DHAP’s strategic planning efforts are multifaceted and include:
- an External Peer Review process,
- review and comment from the Board of Scientific Counselors, and
- the development of an HIV prevention strategic plan for 2010-2020.
The first step in the strategic planning process is the External Peer Review. In 2009, the Division convened an External Peer Review to provide DHAP with objective input and guidance on its programmatic and scientific priorities and direction; provide a basis for a new DHAP HIV prevention strategic plan; and provide a platform for development of a national HIV prevention strategy that incorporates stakeholder perspectives and needs. The review was conducted under the auspices of CDC’s Coordinating Center for Infectious Diseases (CCID) Board of Scientific Counselors (BSC) by an ad hoc workgroup of non-CDC experts. It included all DHAP programs and activities, organized into the following topic areas, each addressed by a separate panel:
- planning, prioritizing, and monitoring,
- surveillance,
- biomedical interventions, diagnostics, laboratory, and health services research,
- behavioral, social, and structural interventions research, and
- prevention programs, capacity building, and program evaluation.

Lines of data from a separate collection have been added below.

PR #1911, opened 2019-08-09
parser for GDOL, first attempt

mcodescu:
Not intended for merging, ignore any style issue or use of tracing messages.
Issues:
```logic OWL

pattern ValSet [Class: Val;  {Individual: v0} :: vS; ? ObjectProperty: greater] 
= %% all individuals vi from v0::vS become members of Val
let pattern OrderStep [Individual: vi; {Individual: vj} :: vS] =
     Individual: vj Types: Val Facts: greater vi
    then OrderStep[vj; vS]
    end
in   Individual: v0 Types: Val
then SimpleOrder[greater; Val] and OrderStep[v0; vS]
then { DifferentIndividuals: vs, vS
       Class: Val EquivalentTo: {vj, vS} } 
```
gives a parse error because the list is not the last element in the list of parameters. Moving the optional argument before it makes the example go through. The fact that the parameter following the list is optional has no relevance (removing the ? still gives an error).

A Steering Committee with representatives from each panel addressed cross-cutting issues, DHAP’s overall priorities, balance of activities, resource allocation, and research-to-program translation and dissemination activities. The External Peer Review results will be shared on the Strategic Planning Web page, once the final recommendations have been presented to DHAP by the BSC in November 2009. After DHAP receives final recommendations from the BSC, the Division will develop a response. This information will also be available on this Web page.
DHAP will begin developing a new HIV prevention strategic plan in the upcoming months. HIV prevention is a critical component of a National HIV/AIDS Strategy, and the Division is hopeful that its new strategic plan will inform the prevention component of the National Strategy. The extensive input received through the External Peer Review will serve as a foundation for the development of that process, as well as for planning within individual DHAP branches. DHAP will carefully consider the recommendations provided by the external reviewers as it develops the new DHAP strategic plan and will report back to the BSC the outcome of the strategic planning process in one year.